(Stored items)
───

PR #464, opened 2021-07-08
Large scale linear solver benchmarks

### LINKED ISSUE #394: Large-scale linear solver benchmarks
# Problem
The problem size for the linear solver benchmarks are too small to be informative (n<100). They therefore are easily misinterpreted, since the construction of linear operators and other operations dominate the overall cost.

# To Do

───

◆ **Exercise prompt**: Which lines of the records contain the word "Large"? Copy each of them.

◆ **Response to the exercise**:
Large scale linear solver benchmarks
### LINKED ISSUE #394: Large-scale linear solver benchmarks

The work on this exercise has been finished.